The easiest way to tackle this question is to break it down into its basic factors: Turnover, exports, contribution to GDP and companies will be the focus of this article.
Starting with turnover, according to the BFI’s annual industry re-cap (the most recent of which covers the years between 2016 and 2017), turnover rose from £13.2 billion to £14.8 billion. This shows a considerable growth rate. Taking into account the statistics from the start of the last decade the industry turnover was at £6.4 billion – leading to an £8.4 billion increase over the course of 10 years or a rise of 132%.
The film exports market has had a more turbulent path to where it finds itself today. Yet recent years have seen a more consistent and significant rise. Between the years of 2016 and 2017 (the most recent statistics from the BFI), there has been a 67% uplift in exported intellectual property (IP) in audio-visual (AV) services.

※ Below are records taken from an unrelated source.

PR #480, opened 2024-11-27
Update acronym filter to ignore word boundaries.

### LINKED ISSUE #415: Custom Capitalizations
The Go team currently uses the following capitalization for known acronyms and initialisms:

- ACL
- AI
- AIX
- AKS
- AMD64
- API
- ARM32
- ARM64
- ARN
- ARNs
- ASCII
- ASPNETCore
- AWS
- CICD
- CPP
- CPU
- CSS
- CosmosDB
- CouchDB
- CronJob
- DB
- DC
- DNS
- DaemonSet
- DragonflyBSD
- DynamoDB
- EC2
- ECS
- EDB
- EKS
- EOF
- FaaS
- FirstSQL
- FreeBSD
- GC
- GCP
- GRPC
- GUID
- HBase
- HPUX
- HSQLDB
- HTML
- HTTP
- HTTPS
- HanaDB
- IA64
- ID
- IP
- InProc
- InstantDB
- JDBC
- JSON
- JVM
- K8S
- LHS
- MSSQL
- MariaDB
- MaxDB
- MongoDB
- MySQL
- NetBSD
- OS
- OTel
- OpenBSD
- PHP
- PID
- PPC32
- PPC64
- PostgreSQL
- QPS
- QUIC
- RAM
- RHS
- RPC
- ReplicaSet
- SDK
- SLA
- SMTP
- SPDY
- SQL
- SSH
- StatefulSet
- TCP
- TLS
- TTL
- UDP
- UI
- UID
- URI
- URL
- UTF8
- UUID
- V8JS
- VCS
- VM
- WebEngine
- XML
- XMPP
- XSRF
- XSS
- ZOS

The current build tooling ensures these capitalizations are used in any naming generated. How can we keep this behavior when using weaver?

jsuereth:
Fixes #415

### DIFF
--- a/crates/weaver_forge/src/extensions/util.rs
+++ b/crates/weaver_forge/src/extensions/util.rs
@@ -8,7 +8,6 @@ use minijinja::{Environment, ErrorKind, Value};
 use regex::Regex;
 use std::borrow::Cow;
 use std::collections::HashMap;
-use std::sync::OnceLock;
 
 /// Add utility filters and tests to the environment.
 pub(crate) fn add_filters(env: &mut Environment<'_>, target_config: &WeaverConfig) {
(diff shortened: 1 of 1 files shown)


lquerel:
Thinking back about this problem, I believe this approach is problematic. For example, let's imagine these two metrics:
- `radios.signal.strength`
- `fluid.pressure`

If we apply these filters `title_case | acronym` to the previous examples, it gives us:
- `RadiOSSignalStrength`
- `FlUIDPressure`

Which is probably not what we want either.

I'm thinking about these two approaches:
- We add an additional filter parameter `_case` that corresponds to the `acronym` flag (false by default) which, if true, must be inserted into the filter logic to produce the desired effect. Whether it's possible to configure the crate we're using for this, I don't know.
- We keep the current filters "as is" but instead of having them produce character strings, they produce an object containing a list of tokens with properties specifying the forbidden transformations per token. This approach is more generic but more complicated. This object must probably implement `Display` for the final rendering.

There might be other simpler approaches.

jsuereth:
> Thinking back about this problem, I believe this approach is problematic. For example, let's imagine these two metrics:
> 
> * `radios.signal.strength`
> * `fluid.pressure`
> 
> If we apply these filters `title_case | acronym` to the previous examples, it gives us:
> 
> * `RadiOSSignalStrength`
> * `FlUIDPressure`
> 
> Which is probably not what we want either.
> 
> I'm thinking about these two approaches:
> 
> * We add an additional filter parameter `_case` that corresponds to the `acronym` flag (false by default) which, if true, must be inserted into the filter logic to produce the desired effect. Whether it's possible to configure the crate we're using for this, I don't know.
> * We keep the current filters "as is" but instead of having them produce character strings, they produce an object containing a list of tokens with properties specifying the forbidden transformations per token. This approach is more generic but more complicated. This object must probably implement `Display` for the final rendering.
> 
> There might be other simpler approaches.

I see two options here:

- we find a way for acronyms to interact directly with `*_case` filters.
- we have configuration options for. Acronyms filter that imply how to split word boundaries.
Which one would your other me explore?

lquerel:
I’m not sure which one will be the easiest to implement. I think I would start by checking if there is a hook mechanism in the library used for casing, and if there isn’t, I would probably try to address the issue in the acronym filter.

Issue #405, opened 2024-03-27
Semconv schema: don't require attributes on metrics


lmolkova:
Json schema validation shows error when metrics is defined without attributes
<img width="356" alt="image" src="https://github.com/open-telemetry/weaver/assets/2347409/4648ec97-c6b8-4d7b-8f65-9458c02e2189">

with `Missing property "attributes".yaml-schema: https://raw.githubusercontent.com/open-telemetry/build-tools/v0.24.0/semantic-conventions/semconv.schema.json`

Metrics don't have to have attributes or may inherit them through extension mechanism.

jerbly:
@lmolkova @jsuereth - I'm happy to take this one on if you would like to assign it to me. It's similar to a PR I just did for group stability: https://github.com/open-telemetry/weaver/pull/467

I will change the EBNF and json schema. However, there is currently a difference in this area between the EBNF and the schema. The EBNF currently defines `attributes` as mandatory for all group types and `extends` optional. Whereas the schema defines `attributes` and `extends` with an `anyOf` meaning it's valid to omit `attributes` provided you have `extends` instead. There's currently one single non-metric defined with `extends` and without `attributes`:

```yaml
  - id: span.db.client
    type: span
    stability: experimental
    brief: This span defines the attributes used to perform database client calls.
    span_kind: client
    extends: trace.db.common.full
```
Is this a valid case? If so the EBNF should be defined like this `( extends | attributes | ( extends attributes ) )`.

jsuereth:
This is a valid use case.

lquerel:
Done in #494

PR #494, opened 2024-11-30
Metrics and Events don't require attributes

jerbly:
Fix for issue #405 
- Updated the EBNF and JSON schema to define the `extends` or `attributes` requirement mandatory for all group types except `metric` and `event`.
- Added a group validity check as a warning.


lquerel (approved):
LGTM. Thanks

lmolkova (approved):
LGTM and thank you!

lquerel:
@jerbly This PR is still in draft mode. Is that intentional? If not, please click “Ready for Review,” and I’ll proceed with merging it. Thanks!

jerbly:
@lquerel it's currently failing unrelated clippy checks. One is a simple fix. The other is documentation and formatting in the generated code in weaver-codegen - I'm not sure what to do with it. Perhaps change clippy settings in that crate?

lquerel:
Regarding Clippy, I suggest implementing the changes proposed in Clippy’s report regarding the possibility of eliding certain lifetimes. Currently, our build pipeline is configured to always use the latest version of the Rust toolchain, which has the advantage of benefiting from the latest changes and improvements but also the drawback of introducing new Clippy errors unrelated to the PR. We could pin the toolchain version to avoid this, but at the same time, the current approach ensures we don’t forget to update it.

jerbly:
The lifetimes one is easy. The doc problems in the generated code was where I had my doubts it was worth the effort. I'll work on it.

jerbly:
@lquerel - I've fixed those issues so this is ready to merge now. :)

crates/weaver_codegen_test/templates/registry/rust/attributes/mod.rs.j2
```diff
@@ -10,11 +9,12 @@
...
 use opentelemetry::{Key, KeyValue, StringValue};
 
+/// A constant indicating whether the attributes are enabled.
 pub const ATTRIBUTES_PARAM: bool = {{ params.attributes }};
 
 {% for attributes_root_namespace in ctx %}
-/// Attributes for the `{{ attributes_root_namespace.root_namespace }}` namespace.
-pub mod {{ attributes_root_namespace.root_namespace | snake_case }};
+//! Attributes for the `{{ attributes_root_namespace.root_namespace }}` namespace.
+//! pub mod {{ attributes_root_namespace.root_namespace | snake_case }};
```
lquerel, line 17: Sorry, I didn’t understand these changes. Why comment out this part of the code generation?

crates/weaver_codegen_test/templates/registry/rust/metrics/mod.rs.j2
```diff
@@ -8,11 +7,12 @@
...
 //! DO NOT EDIT, THIS FILE HAS BEEN GENERATED BY WEAVER
 
+/// A constant indicating whether the metrics are enabled.
 pub const METRICS_PARAM: bool = {{ params.metrics }};
 
 {% for attributes_root_namespace in ctx %}
-/// Metrics for the `{{ attributes_root_namespace.root_namespace }}` namespace.
-pub mod {{ attributes_root_namespace.root_namespace | snake_case }};
+//! Metrics for the `{{ attributes_root_namespace.root_namespace }}` namespace.
+//! pub mod {{ attributes_root_namespace.root_namespace | snake_case }};
```
lquerel, line 15: Same question.

lquerel (commented):
I missed something but I didn’t understand the changes to the code generation section. What was the issue exactly? Why comment out that part of the code generation?

crates/weaver_codegen_test/templates/registry/rust/attributes/mod.rs.j2
jerbly: Clippy was complaining about the documentation and formatting. The jinja template previously created:
```rust
/// Attributes for the `system` namespace.
pub mod system;
```
for example.

Then here: https://github.com/open-telemetry/weaver/blob/42203247a8217ef6909949764ab641956502e8ff/crates/weaver_codegen_test/build.rs#L84-L89 the `pub mod` lines are removed leaving a floating `///` doc comment.

crates/weaver_codegen_test/templates/registry/rust/metrics/mod.rs.j2
jerbly: Same answer ;)

crates/weaver_codegen_test/templates/registry/rust/attributes/mod.rs.j2
lquerel: Ah, ok. I had forgotten about that part of the plumbing in the code :-)

PR #500, opened 2024-12-04
Ensure docker image is built on every pull request to main.

jsuereth:
This is so we can enforce docker image builds successfully on PRs.

Given Docker is a primary mechanism of distributing weaver, we should guarantee it builds on PRs.


lquerel (approved):
LGTM

Issue #502, opened 2024-12-04
Support stability definitions from OTEP 232


lmolkova:
Part of https://github.com/open-telemetry/semantic-conventions/issues/1096

We need to include new maturity levels formally defined in [OTEP 232](https://github.com/open-telemetry/oteps/blob/main/text/0232-maturity-of-otel.md):

- Development - new one that replaces `experimental`. We should keep supporting `experimental`, but treat it as `developement`
- Alpha - new 
- Beta - new 
- Release Candidate - new 
- Stable - no change
- Deprecated - no change (not a stability level from the semconv schema perspective)
- Unmaintained - don't add for now

This would mean:
- extending the [stability enum](https://github.com/open-telemetry/weaver/blob/c7e27b243f09ada21e67d12226c03d8b0ca3ad76/crates/weaver_semconv/src/stability.rs#L12) to cover new members
- update [`is_experimental` filter](https://github.com/open-telemetry/weaver/blob/c7e27b243f09ada21e67d12226c03d8b0ca3ad76/crates/weaver_forge/src/extensions/otel.rs#L283) to cover all maturity levels (i.e. return `true` for all levels except `stable`)
- update [schema definition](https://github.com/open-telemetry/weaver/blob/c7e27b243f09ada21e67d12226c03d8b0ca3ad76/schemas/semconv.schema.json#L531) to list all new possible values

jerbly:
@lmolkova - I can do this one. Set me as the assignee if you like??

lmolkova:
@jerbly thank you, really appreciate your help!

jerbly:
Made #504 - hopefully this is what you had in mind. 🤞

Issue #481, opened 2024-11-27
Validate that Weaver is compatible with older versions of the registry


lquerel:
Currently, Weaver is compatible with registries from version 1.22 to the most recent one. However, there is no specific test dedicated to validating support for older versions. It would be beneficial to add a test modeled after the one that verifies the `registry check` command (see `tests/registry_check.rs`).

This test should execute the `registry check` command on each archive of the registries, starting from version 1.22 up to the latest. To avoid introducing external dependencies on content from GitHub in our tests, I propose copying these archives into a Weaver directory and performing the validation on these local archives (Weaver already supports this mode).

Of course, this means maintaining these archives within Weaver. If there’s a more dynamic way to achieve this without adding external dependencies, it should definitely be explored.

In any case, this test should fail if one or more registry checks fail. Ideally, the test should return the version numbers of all registries that could not be validated.

jerbly:
What is the need for being backwards compatible?

My understanding is that the schema defined in https://github.com/open-telemetry/weaver/blob/main/schemas/semconv-syntax.md is versioned via git tags/releases. To avoid polluting the code with a lot of backwards compatibility logic and tests, perhaps the user should use the appropriate tag/release of weaver for the version of schema they need?

If we take this approach, there is already quite a bit of code and tests which could be removed rather than maintained.

lquerel:
The main need for supporting multiple versions of the registry will become significantly more important when we support the multi-registry scenario (which is our next focus). In this context, it will be difficult to get everyone to agree on the schema versions of different registries. Let's say the beginning of multi-registry support corresponds to semconv registry 1.32. Subsequently, people start creating registries that extend 1.32 and others that extend 1.33. In this case, Weaver will need to be able to read these registries even if they follow different schemas.

jerbly:
I see... Perhaps this task would be simpler and more accurate if the standard included a schema version declaration at the top of each yaml semconv file. Then weaver could use this to ensure compliance with that schema version. This would allow for clear branches in the parsing code.

Without an explicit schema version declaration the parser has to "guess" compatibility, the code becomes more tangled and the compliance is weaker. In effect you're checking compliance against a range of versions.

jerbly:
@lquerel - I've made a draft PR #515 for this. Is this what you had in mind? Let me know what you think.

jerbly:
Implemented in #515

PR #504, opened 2024-12-05
BREAKING CHANGE: Support stability definitions from OTEP 232

jerbly:
BREAKING CHANGE:
* Issue [#502](https://github.com/open-telemetry/weaver/issues/502) - Support stability definitions from [OTEP 232](https://github.com/open-telemetry/oteps/blob/main/text/0232-maturity-of-otel.md)
  * Stability enum now has these variants: `stable`, `development`, `deprecated`, `alpha`, `beta`, `release_candidate`
  * `unmaintained` is not supported yet.
  * `experimental` is still accepted when parsing but aliased to `development`.
  * The minijinja test, `experimental`, now returns true for any variant other than `stable` and `deprecated`.
  * EBNF and JSON schema updated to define the new enum without the `experimental` variant.


crates/weaver_forge/templates/semconv_jq_fn/weaver.yaml
```diff
@@ -1,5 +1,5 @@
 params:
-  exclude_stability: ["experimental"]
+  exclude_stability: ["development"]
```
jsuereth, line 2: This may also be a breaking change.  Should we update the default JQ expressions to treat "experimental" as `!= "stable"` ?

crates/weaver_forge/src/extensions/otel.rs
```diff
@@ -277,15 +277,15 @@ pub(crate) fn is_stable(input: &Value) -> bool {
...
+/// Checks if the input value is an object with a field named "stability" that has any value
+/// other than "stable" or "deprecated". Otherwise, it returns false.
 #[must_use]
 pub(crate) fn is_experimental(input: &Value) -> bool {
     let result = input.get_attr("stability");
 
     if let Ok(stability) = result {
         if let Some(stability) = stability.as_str() {
-            return stability == "experimental";
+            return stability != "stable" && stability != "deprecated";
```
lmolkova, line 288: I think we have "deprecated" in stability levels here only for backward compatibility.

In semantic conventions, `deprecated` is an extra property that can coexist with stability.

We deprecate experimental attributes and there are things that are experimental and deprecated. And there will be stable and deprecated things at the same time.

So I think we should do

```suggestion
            return stability != "stable";
```

@lquerel do you think we can deprecate or remove `Deprecated` stability enum member?

https://github.com/open-telemetry/weaver/blob/7b70d9f8ce975f66957c5544e649b543a07fdc25/crates/weaver_semconv/src/stability.rs#L32

Semconv doesn't use it since [v1.24.0](https://github.com/open-telemetry/semantic-conventions/blob/106f880ccbf26443f115ce1f48c236ec6a0b6f1b/CHANGELOG.md?plain=1#L432) and weaver works with semconv starting 1.26.0

crates/weaver_forge/templates/semconv_jq_fn/weaver.yaml
lmolkova: it would be nice!

lmolkova:
I do agree with @jsuereth that we should call out it is breaking - I will join maintainers call on Monday and socialize it. When SIGs run codegen they hopefully should be able to easily detect it and the fix should be straightforward. 

There are also just a few repos affected - https://github.com/search?q=org%3Aopen-telemetry+exclude_stability+language%3AYAML&type=code&l=YAML

crates/weaver_forge/src/extensions/otel.rs
jsuereth: +1.  We should actually treat `stability="deprecated"` as stability="development" for the purpose of comparisons.  We made that decision back when we deprecated "deprecated" on stability level.

trask: > back when we deprecated "deprecated"

😹

jerbly: Seems like there's two things being debated here:
1. Backwards compatibility: How is compatibility defined? As someone relatively new to this it feels a bit like the tail is wagging the dog. The semantic conventions are versioned e.g. 1.24.0 and then the [schema definition](https://github.com/open-telemetry/weaver/blob/c7e27b243f09ada21e67d12226c03d8b0ca3ad76/schemas/semconv.schema.json) is updated. Perhaps the schema definition should be versioned and the semantic conventions declare the version they're using. I wrote about that [here](https://github.com/open-telemetry/weaver/issues/481#issuecomment-2507681351) too. We could then maintain up to, say, 3 prior versions for weaver backwards compatibility. This is particularly important for folks like me who define their own company-wide semantic conventions, we need to adhere to a schema version rather than figure it out from a release of the otel semconvs.
2. OTEP 232 compatibility: If we're trying to adhere to this standard then `deprecated` should be defined in the `stability` field. (Although arguably now `stability` should be renamed `maturity`). [Deprecated is defined in OTEP 232](https://github.com/open-telemetry/oteps/blob/main/text/0232-maturity-of-otel.md#deprecated). The `deprecated` field could become an optional `deprecation_message` instead.

But... I've not been around for all the history here so this is just my relatively newbie viewpoints. I'll wait for @lquerel  to respond to the question above re removing the deprecated variant and then make the changes.

jsuereth: 1. The question here is if folks start using the new weaver, do their workflows continue working or do they break.  Qualitativately this means:
  - Codegen continues working without change.
  - Rego Policies continues working without change.
  - weaver.yaml configuration continues working without change. (So JQ filter expressions work without change).
  
  Regarding supporting old/new schema versions that's an orthogonal but related concern to what I'm worried about here.  We *do* need to define a more formal "backwards compat" strategy with tests for which old versions we resolve.  However, for now, if we cut a new version we don't want existing usage to break, instead there should be a warning that becomes an error when passing `--future`.   For this PR I think it's acceptable for some breakage, as I don't see good alternatives otherwise.
  
  2. In Semantic conventions, we decided that `deprecated` should track the *previous stability level* of a component.  This is because we *allow* cleanup of non-stable deprecated fields but do not allow this for stable-then-deprecated fields.  This is an additional restriction on semantic conventions.  In practice, we are still specification compliant with how we annotate things due to our markdown templates.  Let's not mix specification compliance with architectural design of weaver.

jsuereth:
> I do agree with @jsuereth that we should call out it is breaking - I will join maintainers call on Monday and socialize it. When SIGs run codegen they hopefully should be able to easily detect it and the fix should be straightforward.
> 
> There are also just a few repos affected - https://github.com/search?q=org%3Aopen-telemetry+exclude_stability+language%3AYAML&type=code&l=YAML

I think we can fix that usage (either in this PR or a follow on). I was more worried about this: https://github.com/search?q=org%3Aopen-telemetry+%22.stability%22+language%3A%22Open+Policy+Agent%22&type=code

However, looking there, it's only used by semconv so far AND we only rely on the string `"stable"`, so I don't think this will break anything there.

@jerbly I'll send you a snippet for default JQ helpers if you don't get to this before tomorrow.

jsuereth:
@jerbly So, in `defaults/jq/semconv.jq`, you want to add this helper function:

```jq
# Expands stability array that previously used "experimental" for equivalent new strings.
def expand_stability($stability):
  if $stability | index("experimental") then
    $stability + [ "development", "alpha", "beta", "release_candidate" ] 
  else
    . 
  end;
```

Then modify the methods `semconv_signal` and `semconv_attributes` so anywhere you see `$options.exclude_stability` replace it with `expand_stability($options.exclude_stability)`.

This should ensure that codegen which splits stable from experimental continues to work.

jerbly:
@jsuereth - I made your change to the default semconv.jq (couldn't use `.` in the else clause for some reason??). I also reverted one of the filters in weaver.yaml to exercise this:
```yaml
- template: semconv_grouped_attributes_without_experimental.json
    filter: >
      semconv_grouped_attributes({
        "exclude_root_namespace": ["url", "network"], 
        "exclude_stability": ["experimental"]
      })
    application_mode: single
```

@lmolkova - committed your change so the experimental test means non-stable.

jsuereth:
> I made your change to the default semconv.jq (couldn't use . in the else clause for some reason??).

Ah right, the `.` is super contextual in jq.  The fix you made is right, sorry about that!

crates/weaver_forge/templates/semconv_jq_fn/weaver.yaml
jsuereth: Thanks for fixing this

jsuereth (approved):
Thanks so much for this @jerbly !

lquerel (approved):
LGTM. Thank you Jeremy!

lmolkova (approved):
Thank you!!!

PR #505, opened 2024-12-05
prepare for 0.11.0 release.

jsuereth:
Note: I updated the versions in crates to use the workspace version.  We can opt-out of using the global version on a per-crate basis if needed later.


lquerel (approved):
LGTM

This totals a worth of £2.2 billion which in turn led to 94.5% increase in value as compared to 2008.
Contribution to GDP
Both the BFI and Office for National Statistics have reported that the film and TV industries are continually increasing their contributions to the UK’s overall Gross Domestic Product (GDP). From the film industry’s low point in 2012, where it contributed under £3 billion, it doubled in just five years. TV added a further £1.7 billion in 2016, a year which saw the start of heavy investments inspired by the industry’s tax breaks. In Q1 2019 the total UK spend on films is £274.8 million – 26 films in total, one film up from the previous year.
This is a look at the number of production and post-production companies are currently operating in the UK. Between the years 2014-2018, the number of companies increased by 36%, with video production companies specifically rising 70%. In 2018, there were 8,165 film production companies, 2,915 film, video and TV post-production companies, 420 film distribution companies and 270 film exhibition companies.
Over and around the last 10 years the UK Film and Television industry has seen dramatic growth. As we move into the next decade, and regardless of other social / economic changes the country is and will face, the industry looks set to keep growing.